# New Guy... signing in.



## AbsolutZ (Jun 1, 2004)

Hey guys... just finally stumbled upon this forum. I'm a mod at www.300zxforum.com and www.ohionissans.com. Thought I would finally register and start trolling over here too! :thumbup: 

I drive a '92 Slicktop Z32... with _some_ fun stuff done to it. Recently pulled 205.9 rwhp and 188.4 rwtq, missing some timing tuning. Hopefully I'll be some kind of help around here in time! :cheers:


----------



## JAMESZ (Mar 12, 2004)

Welcome aboard I have seen you abit on 300ZXClub I am kind of new over there so were in the same boat on opposit forums.


----------



## 7875 (Apr 3, 2003)

I love 300's and actually just talked my friend into getting one for his next car.
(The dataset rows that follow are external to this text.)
PR #142, opened 2023-12-07
ref: Respect idempotency in CreateVolume(...)

lgarber-akamai:
### General:

This change updates the `LinodeControllerServer.CreateVolume(...)` logic to respect the [idempotency requirements](https://github.com/container-storage-interface/spec/blob/master/spec.md#createvolume) described in the CSI spec. This change should hopefully make volume creation more reliable, especially for long-running and error-prone operations like large volume cloning.

#### E2E Testing

Not currently implemented, see #140.

#### Manual Testing

NOTE: These steps would previously fail because a pre-existing volume would not be respected by CreateVolume(...) after a timeout error.

1. Build the OCI image and push it to an image registry:
```
export REGISTRY_NAME=index.docker.io/mydockerhubuser
export IMAGE_VERSION=dev
```

2. Provision a Kubernetes cluster on Linode. (e.g. RKE2)
3. Navigate to `helm-chart/csi-driver`.
4. Update values.yaml to point to the image pushed in step 1.
5. Deploy the Helm chart to your Kubernetes cluster:
```
export KUBECONFIG=mykubeconfig.yaml
helm install linode-bs-csi .
```
6. Apply a `linode-block-storage` PVC and a job to populate it with random data:
```bash
kubectl apply -f - <<EOF
apiVersion: v1
kind: PersistentVolumeClaim
metadata:
  name: pvc-1
spec:
  accessModes:
    - ReadWriteOnce
  resources:
    requests:
      storage: 100Gi
  storageClassName: linode-block-storage
---
apiVersion: batch/v1
kind: Job
metadata:
  name: pvc-populator
spec:
  template:
    spec:
      containers:
        - name: populate
          image: alpine:latest
          command: ["dd", "if=/dev/urandom", "of=/mnt/pvc/foo", "bs=1M", "count=75000"]
          volumeMounts:
            - mountPath: /mnt/pvc
              name: data
      volumes:
        - name: data
          persistentVolumeClaim:
            claimName: pvc-1
      restartPolicy: Never
EOF
```
7. Wait for the job to complete.
```bash
kubectl wait --for=condition=complete job/pvc-populator 
```
8. Create a new PVC cloned from the first PVC (this should take several minutes to finish)
```bash
kubectl apply -f - <<EOF
apiVersion: v1
kind: PersistentVolumeClaim
metadata:
  name: pvc-2
spec:
  accessModes:
    - ReadWriteOnce
  resources:
    requests:
      storage: 100Gi
  storageClassName: linode-block-storage
  dataSource:
    kind: PersistentVolumeClaim
    name: pvc-1
EOF
```
9. Once the corresponding Linode volume has finished provisioning, observe that the PVC is bound in Kubernetes.
10. Ensure that only one Linode volume clone event has occurred.
11. (Optional) Check the CSI controller logs to see the volume creation fail repeatedly until it eventually reconciles.

### DIFF
--- a/pkg/linode-bs/controllerserver.go
+++ b/pkg/linode-bs/controllerserver.go
@@ -601,7 +601,7 @@ func (linodeCS *LinodeControllerServer) createLinodeVolume(
 	if err != nil {
 		return nil, status.Errorf(
 			codes.Internal,
-			"failed to create linode volume: %w", err,
+			"failed to create linode volume: %s", err,
 		)
 	}
 
@@ -619,7 +619,7 @@ func (linodeCS *LinodeControllerServer) cloneLinodeVolume(
 	if err != nil {
 		return nil, status.Errorf(
 			codes.Internal,
-			"failed to clone linode volume %d into new volume: %w", sourceID, err,
+			"failed to clone linode volume %d into new volume: %s", sourceID, err,
 		)
 	}
 
--- a/pkg/linode-bs/controllerserver.go
+++ b/pkg/linode-bs/controllerserver.go
@@ -76,14 +76,6 @@ func (linodeCS *LinodeControllerServer) CreateVolume(ctx context.Context, req *c
 		return nil, status.Error(codes.Internal, err.Error())
 	}
 
-	// Attempt to get info about the source volume.
-	// sourceVolumeInfo will be null if no content source is defined.
-	contentSource := req.GetVolumeContentSource()
-	sourceVolumeInfo, err := linodeCS.attemptGetContentSourceVolume(ctx, contentSource)
-	if err != nil {
-		return nil, err
-	}
-
 	// to avoid mangled requests for existing volumes with hyphen,
 	// we only strip them out on creation when k8s invented the name
 	// this is still problematic because we strip "-" from volume-name-prefixes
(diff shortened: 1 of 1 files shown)


pkg/linode-bs/controllerserver.go
```diff
@@ -120,47 +102,48 @@ func (linodeCS *LinodeControllerServer) CreateVolume(ctx context.Context, req *c
...
+		})
+
+		if err := linodeCS.CloudProvider.ResizeVolume(ctx, vol.ID, targetSizeGB); err != nil {
+			return nil, status.Errorf(codes.Internal, "failed to resize cloned volume (%d): %s", targetSizeGB, err)
+		}
+	}
+
+	// Always wait for the volume to be active
+	if _, err := linodeCS.CloudProvider.WaitForVolumeStatus(
+		ctx, vol.ID, linodego.VolumeActive, waitTimeout); err != nil {
```
lgarber-akamai, line 145: Would it make sense to use a separate timeout const for clone operations? I'm hesitant because clone runtime can vary drastically depending on the contents of the disk (?).

lgarber-akamai: >Seems to make a lot of sense to use a different timeout for clone as I'd imagine (hope) a typical create volume operation would be much faster than cloning a multi GiB volume.

Sounds good, I'll implement that when I find some time.

>What happens in the case that the timeout gets hit - we return an error but the operation continues in the Linode API? Is there some kind of reconciliation elsewhere that'd account for the operation finishing?

So if the timeout is hit while [polling for volume readiness](https://github.com/linode/linode-blockstorage-csi-driver/pull/142/files#diff-a45fd181b265bc173ff27928709318c12e64ee8eedb87832081ef107dbc96197R144-R147), an error will be returned but the volume will **not** be destroyed. This error will implicitly trigger the volume creation request to be re-run, in which case [this bit of logic](https://github.com/linode/linode-blockstorage-csi-driver/pull/142/files#diff-a45fd181b265bc173ff27928709318c12e64ee8eedb87832081ef107dbc96197R560-R578) will discover the volume created during the previous run and will continue polling for readiness.

avestuk (approved):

He got a loan from his bank and we started looking at them this weekend. Very clean ride, I like alot!


----------



## asleepz (Feb 24, 2004)

nice to have ya here


----------



## AbsolutZ (Jun 1, 2004)

Thanks guys. It basically came down to not having enough Nissan forums to browse when I was bored late-night.  Oh and; I'm obsessive about the Z... so knowledge is power you know? Nice to see Z31 owners popping up too. Interesting enough I just ran my friend's '87 Z31 Turbo yesterday against my baby. All I can say is all-motor owns...


----------



## asleepz (Feb 24, 2004)

what have you done to your engine cuz I know stock against stock your pwn3d


----------



## AbsolutZ (Jun 1, 2004)

Intake, Exhaust, UDP, Z1 ECU, S-AFC II... and some little things (grounding kit, short shifter, TB WOT modification for 100%), that help for WOT highway time. I still need to adjust my timing back to spec, but I just recently pulled 205.9 rwhp and 188.4 rwtq.


----------



## asleepz (Feb 24, 2004)

sounds good


----------



## Spongerider (Nov 18, 2002)

AbsolutZ said:


> Hey guys... just finally stumbled upon this forum. I'm a mod at www.300zxforum.com and www.ohionissans.com. Thought I would finally register and start trolling over here too! :thumbup:
> 
> I drive a '92 Slicktop Z32... with _some_ fun stuff done to it. Recently pulled 205.9 rwhp and 188.4 rwtq, missing some timing tuning. Hopefully I'll be some kind of help around here in time! :cheers:


Clean looking Z!! Can you post your dyno? :cheers:


----------



## AbsolutZ (Jun 1, 2004)

Spongerider said:


> Clean looking Z!! Can you post your dyno? :cheers:


Thanks!  Way ahead of you... it's already posted up with details. :thumbup:


----------



## Spongerider (Nov 18, 2002)

AbsolutZ said:


> Thanks!  Way ahead of you... it's already posted up with details. :thumbup:


Great! thanks!!! :cheers:


----------



## My200sx (Apr 30, 2004)

:cheers: im new too !!!! :cheers:


----------



## Silver90Z (Jun 29, 2004)

My200sx said:


> :cheers: im new too !!!! :cheers:



Ya Iam new as well....I am about to buy a 90' 300zx and wanted to check out some forums.
I'm getting the twin turbo with t-tops. Drives well.

Does anyone know where to find good parts for the Z online?


----------



## NCSUracer (May 27, 2004)

love the slicktop and the car looks great- 

find parts at www.zcarparts.com


----------